We hope that the July jobs report will put an end to claims that the extra pandemic-related federal unemployment benefits were keeping people from going back to work.
That talking point, which Republicans across the country used as justification for cutting off those extra benefits ahead of their scheduled phase-out in September, was one of those simple claims that seemed self-evident at first glance, but which quickly evaporated under scrutiny.
Turns out, two analyses of jobs and payroll data show that states that continued to accept the extra federal benefits for their residents saw bigger gains in new employment than those states that ended benefits early. Other studies had reached similar conclusions following the June jobs report. In fact, according to an analysis by Homebase, an employee management firm, those states that ended federal benefits early saw job numbers decline by 0.9 percent in July, while states that kept receiving the benefits saw employment increase by 2.3 percent.
While some might find those results surprising, they are perfectly consistent with standard economic theory. The U.S. economy is overwhelmingly fueled by consumer demand, which generates about 70 percent of total gross domestic product. The extra federal benefits put more money in the hands of families in which at least one breadwinner was unemployed. In other words, the extra money went to families that were likely to spend it, boosting their local economy in the process. That, in turn, gave businesses more incentive to hire new workers, and they did, to the tune of nearly one million in July alone.
What this demonstrates, more than anything, is that there are no easy answers when it comes to our current worker shortage. If businesses here in northeastern Minnesota are hoping for an increase in the workforce after the phase-out of the extra federal benefits next month, they are likely to be sorely disappointed.

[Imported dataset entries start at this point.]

PR #1762, opened 2023-06-08
feat(avo-2622): added share_type column to collections overview

WardVerc1:
image
image
image

Ticket: https://meemoo.atlassian.net/browse/AVO-2622
Proxy: https://github.com/viaacode/avo2-proxy/pull/633


src/collection/components/CollectionOrBundleOverview.tsx
```diff
@@ -501,9 +504,48 @@ const CollectionOrBundleOverview: FunctionComponent<CollectionOrBundleOverviewPr
...
 	};
 
-	const renderCell = (collection: Avo.Collection.Collection, colKey: string) => {
+	const renderCell = (collection: Collection, colKey: string) => {
 		const { id } = collection;
 
+		const sharedWithNames = collection.contributors.map((contributor) => {
+			if (contributor.profile?.organisation?.name) {
+				return (
+					contributor.profile?.usersByuserId?.full_name +
```
SHDBramVandenbussche, line 513: Might be better to use template literals here ``${fullName} (${org})  ``

SHDBramVandenbussche (approved):

src/collection/collection.types.ts
```diff
@@ -10,7 +10,7 @@ import {
 export type Collection = (
 	| GetPublicCollectionsByIdQuery
 	| GetPublicCollectionsByTitleQuery
-)['app_collections'][0];
+)['app_collections_overview'][0];
```
bertyhell, line 13: why do these queries use the overview table? Do we need to the share_type somewhere for these?

src/assignment/modals/AddCollectionModal.tsx
```diff
@@ -137,7 +137,7 @@ const AddCollectionModal: FunctionComponent<AddCollectionModalProps> = ({
 			const columnDataType: TableColumnDataType = (column?.dataType ||
 				TableColumnDataType.string) as TableColumnDataType;
 
-			let collections: Avo.Collection.Collection[];
+			let collections: Collection[];
 			if (activeView === AddCollectionTab.myCollections) {
 				collections = await CollectionService.fetchCollectionsByOwner(
```
bertyhell, line 142: is this function name still acurate? Shouldn't this be something like:
fetchCollectionsByOwnerOrContributorProfileId?

src/collection/collection.service.ts
```diff
@@ -1279,7 +1279,7 @@ export class CollectionService {
 		order: Record<string, 'asc' | 'desc'> | Record<string, 'asc' | 'desc'>[],
 		contentTypeId: ContentTypeNumber.collection | ContentTypeNumber.bundle,
 		filterString: string | undefined
-	): Promise<Avo.Collection.Collection[]> {
+	): Promise<Collection[]> {
```
bertyhell, line 1282: OPTIONAL: it might be better to add the share_type?: ... to the Avo.Collection.Collection type, so we can keep using a single type?
only if this isn't too much work to change.

src/collection/components/CollectionOrBundleOverview.tsx
```diff
@@ -501,9 +504,44 @@ const CollectionOrBundleOverview: FunctionComponent<CollectionOrBundleOverviewPr
...
+				return `${fullName} `;
+			}
+		});
+
+		const shareTypeTitle =
+			collection.share_type === CollectionShareType.GEDEELD_MET_MIJ
+				? tText('collection/views/collection-overview___gedeeld-met-mij')
+				: collection.share_type === CollectionShareType.GEDEELD_MET_ANDERE
+				? tText('collection/views/collection-overview___gedeeld-met-anderen')
+				: tText('collection/views/collection-overview___mijn-collectie');
```
bertyhell, line 526: OPTIONAL: i sometimes use this notation instead of a double tertiary operator since it is slightly more readable. The same applies to the 2 consts below
```suggestion
		const shareTypeTitle = {
			[CollectionShareType.GEDEELD_MET_MIJ]: tText('collection/views/collection-overview___gedeeld-met-mij'),
			[CollectionShareType.GEDEELD_MET_ANDERE]: tText('collection/views/collection-overview___gedeeld-met-anderen'),
			[CollectionShareType.NIET_GEDEELD]: tText('collection/views/collection-overview___mijn-collectie'),
		}[collection.share_type];
```

bertyhell (approved):

src/collection/collection.types.ts
WardVerc1: Yes is needed, I got typing issues with Collection

src/collection/collection.service.ts
WardVerc1: I tried to keep it consistent/aligned with assignments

That’s why the discussion in Ely about the community’s acute worker shortage is important. The shortage isn’t going away next month, or next year, unless we begin to get serious about addressing the barriers in the workforce and begin to realistically look at allowing more workers to enter the country.
As of the end of May, there were 9.21 million posted job openings in the U.S. according to the Bureau of Labor Statistics, and yet we were paying hundreds of millions of dollars to house tens of thousands of refugees from south of the border who want nothing more than a job in America. At some point, we need to connect the dots by returning to an immigration system that provides opportunity for more people.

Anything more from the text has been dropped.